WHAT IS REQUIRED: Gather each line containing the string "fasterxml" from these entries.

SUPPLIED RECORDS:
PR #7645, opened 2025-01-30
Pass cluster in rolling_update call to ceph_config

fultonj:
This patch is necessary to migrate older clusters which were deployed when custom names were supported.

Follow up to 3cda8e31c4da81efeade9009b2fc9a1e379f2c66


fmount:
@asm0deuz FYI ^

asm0deuz (approved):
LGTM

PR #7658, opened 2025-02-11
common/container: drop CEPH_USE_RANDOM_NONCE env var

clwluvw:
It is not necessary anymore as this behavior became the default one.

Ceph Ref. https://github.com/ceph/ceph/pull/50344


clwluvw:
jenkins retest this please

PR #7660, opened 2025-02-24
Allow to control dashboard standby_behaviour

noonedeadpunk:
In case of placing Ceph Dashboard behind of the LoadBalancer
user needs to ensure setting `dashboard_standby_behavior: error`
to notify the LoadBalancer which backend is currently active one
as suggested by the documentation [1]

[1] https://docs.ceph.com/en/reef/mgr/dashboard/#disable-the-redirection


guits:
jenkins retest this please

PR #446, opened 2023-06-26
[NOID] Snyk Hadoop updates

gem-neo4j:
Note: the comment to check javax.servlet.jsp:jsp-api:2.1 was done, and it hasn't updated so the comment stays for now

### DIFF
--- a/LICENSES.txt
+++ b/LICENSES.txt
@@ -41,9 +41,9 @@ Apache-2.0
   commons-math3-3.6.1.jar
   commons-net-3.9.0.jar
   commons-text-1.10.0.jar
-  curator-client-4.2.0.jar
-  curator-framework-4.2.0.jar
-  curator-recipes-4.2.0.jar
+  curator-client-5.2.0.jar
+  curator-framework-5.2.0.jar
+  curator-recipes-5.2.0.jar
   docker-java-api-3.3.0.jar
   docker-java-transport-3.3.0.jar
   docker-java-transport-zerodep-3.3.0.jar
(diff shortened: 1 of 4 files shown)


LICENSES.txt
```diff
@@ -170,28 +170,29 @@ Apache-2.0
...
+  netty-handler-ssl-ocsp-4.1.89.Final.jar
   netty-resolver-4.1.93.Final.jar
-  netty-resolver-dns-4.1.77.Final.jar
-  netty-resolver-dns-classes-macos-4.1.77.Final.jar
-  netty-resolver-dns-native-macos-4.1.77.Final-osx-aarch_64.jar
-  netty-resolver-dns-native-macos-4.1.77.Final-osx-x86_64.jar
+  netty-resolver-dns-4.1.89.Final.jar
+  netty-resolver-dns-classes-macos-4.1.89.Final.jar
+  netty-resolver-dns-native-macos-4.1.89.Final-osx-aarch_64.jar
+  netty-resolver-dns-native-macos-4.1.89.Final-osx-x86_64.jar
```
Lojjs, line 195: Probably there is a sensible reason but I cannot find these 2 dependencies when I list dependencies locally 🤷‍♀️

Lojjs (approved):
Tried to verify locally. There is 2 dependencies I cannot see but, I think it is probably ok as they have the same new version as the others

LICENSES.txt
gem-neo4j: I find: io.netty:netty-resolver-dns-native-macos:4.1.89.Final and am not sure exactly how it works with splitting out jars to -osx etc 🤔

Lojjs: Same, I am not to worried about it though so please go ahead and merge

PR #449, opened 2023-07-03
Annotate unsafe procedures with @NotThreadSafe

pontusmelke:
Annotate unsafe procedures with @NotThreadSafe

## Proposed Changes

When run with parallel runtime not all operations on injected instances of `Transaction` and `GraphDatabaseService` are supported. By annotating these with `@NotThreadSafe` we can avoid runtime failures and we detect already at planning that we cannot run these procedures with parallel runtime.


pontusmelke:
replaced by https://github.com/neo4j/apoc/pull/452

PR #450, opened 2023-07-03
[TFMonhHx] Forces new version of netty

ncordon:
## What
Bumps the netty version


core/build.gradle
```diff
@@ -49,13 +49,22 @@ dependencies {
...
+
+    def arrowExclusions = {
         exclude group: 'com.fasterxml.jackson.core', module: 'jackson-core'
         exclude group: 'com.fasterxml.jackson.core', module: 'jackson-annotations'
         exclude group: 'com.fasterxml.jackson.core', module: 'jackson-databind'
         exclude group: 'io.netty', module: 'netty-common'
     }
 
+    implementation group: 'org.apache.arrow', name: 'arrow-vector', version: '12.0.1', arrowExclusions
+    implementation group: 'org.apache.arrow', name: 'arrow-memory-netty', version: '12.0.1', arrowExclusions
```
gem-neo4j, line 61: Don't forget to update LICENSES :)

ncordon: This puzzled me cause I thought the CI was checking for those because of the work you did. I think you were right we need to add an extra step: https://github.com/neo4j/apoc/pull/451

gem-neo4j: Hmm this is weird, because I tested it out by pushing with missing parts and it had worked then 🤔

LICENSES.txt
```diff
@@ -58,64 +58,64 @@ Apache-2.0
...
-  hadoop-mapreduce-client-app-3.3.6.jar
-  hadoop-mapreduce-client-common-3.3.6.jar
-  hadoop-mapreduce-client-core-3.3.6.jar
-  hadoop-mapreduce-client-hs-3.3.6.jar
-  hadoop-mapreduce-client-jobclient-3.3.6-tests.jar
-  hadoop-mapreduce-client-jobclient-3.3.6.jar
-  hadoop-mapreduce-client-shuffle-3.3.6.jar
-  hadoop-minicluster-3.3.6.jar
-  hadoop-registry-3.3.6.jar
+  hadoop-annotations-3.3.5.jar
```
gem-neo4j, line 64: Guava and Hadoop have all dropped, are you on the latest dev?

ncordon: Arrrrrgggg. At least the license step seems to be catching it now

LICENSES.txt
```diff
@@ -185,6 +190,7 @@ Apache-2.0
   netty-codec-stomp-4.1.89.Final.jar
   netty-codec-xml-4.1.89.Final.jar
   netty-common-4.1.93.Final.jar
+  netty-common-4.1.94.Final.jar
```
ncordon, line 193: Any hint on why do we get two versions in the LICENSES @gem-neo4j even if we are overwritting with the most recent one?

gem-neo4j: The LICENSE file is a mix of core and common, so I believe common doesn't have 4.1.94 yet in its dependency tree

gem-neo4j: Might be from test-utils actually, I see arrow is on 10.0.1 there, should that be updated?

ncordon: It's not that, I've tried overriding there as well. This should heal automatically anyway when the database updates to 4.1.94

gem-neo4j: Yeah, should do :)

gem-neo4j (approved):

PR #452, opened 2023-07-04
[NOID] Annotate unsafe procedures with @NotThreadSafe

pontusmelke:
[NOID] Annotate unsafe procedures with @NotThreadSafe

## Proposed Changes

When run with parallel runtime not all operations on injected instances of `Transaction` and `GraphDatabaseService` are supported. By annotating these with `@NotThreadSafe` we can avoid runtime failures and we detect already at planning that we cannot run these procedures with parallel runtime.

NOTE: the `NotThreadSafe` annotation has been merged in dev but I guess we need to wait for it to become available?

### DIFF
--- a/core/src/main/java/apoc/coll/Coll.java
+++ b/core/src/main/java/apoc/coll/Coll.java
@@ -59,7 +59,7 @@ import java.util.function.Function;
 import java.util.stream.Collectors;
 import java.util.stream.IntStream;
 import java.util.stream.Stream;
-
+import org.neo4j.procedure.NotThreadSafe;
 import static apoc.util.Util.containsValueEquals;
 import static apoc.util.Util.toAnyValues;
 import static java.util.Arrays.asList;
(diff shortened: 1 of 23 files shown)


core/src/main/java/apoc/coll/Coll.java
```diff
@@ -149,6 +149,7 @@ public Double avg(@Name("coll") List<Number> list) {
         }
         return (avg/(double)list.size());
     }
+    @NotThreadSafe
```
ncordon, line 152: Are we marking this not thread safe because it tries to execute with `runtime=slotted`?

ncordon (commented):
What's the criteria to mark something as not thread safe? 

For example in `coll.min`, is it that we are trying to execute a transaction against the slotted runtime?

Is there any way we can test the changes are working correctly and that we haven't missed any annotations that are needed?

pontusmelke:
> What's the criteria to mark something as not thread safe?
> 
> For example in `coll.min`, is it that we are trying to execute a transaction against the slotted runtime?
> 
> Is there any way we can test the changes are working correctly and that we haven't missed any annotations that are needed?

Not all operations on injected `Transaction` or `GraphDatabaseService` are supported. For example you are not allowed to initiate new transactions nor execute cypher statements when being called from the parallel runtime. In order to verify I think we would need to run all tests with all available runtimes but I don't see any easy way of doing this change here.

ncordon (approved):

PR #457, opened 2023-07-14
[NOID] Remove overrideImplementation argument

mnssn:
.. that will be removed from Neo4j. This has hidden two errors:

* BigGraphTest registered the ImportCSV methods twice.
* TriggeredNewProcedures registered the Nodes methods twice, but also
  attempted to register things on different databases (which is not
  possible at the time of writing).


gem-neo4j (approved):
LGTM :)

PR #460, opened 2023-07-24
[7BVOtcmX] Add debug statement to see if we can figure out cause of flaky test

gem-neo4j:
The test is failing due to missing results, it might be that the actual procedure is broken instead, but not reproducible locally. I have added some debug statements to see if it will help us figure out what is happening.

Feel free to suggest another idea if you don't agree with this one :)


Lojjs (approved):
Looks OK to me

PR #463, opened 2023-07-31
[Ko3jddbl] Add isDeprecated to apoc.help

gem-neo4j:
Add isDeprecated now that SHOW FUNCTIONS also supports this.


Lojjs (approved):
Nice :)

PR #465, opened 2023-08-03
[DranV6rq] Add IndexType.VECTOR to recognised index types

parnmatt:
Adding the EAP Vector Indexes into Neo4j adds a new enum value to `IndexType`.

ANSWER AREA:
         exclude group: 'com.fasterxml.jackson.core', module: 'jackson-core'
         exclude group: 'com.fasterxml.jackson.core', module: 'jackson-annotations'
         exclude group: 'com.fasterxml.jackson.core', module: 'jackson-databind'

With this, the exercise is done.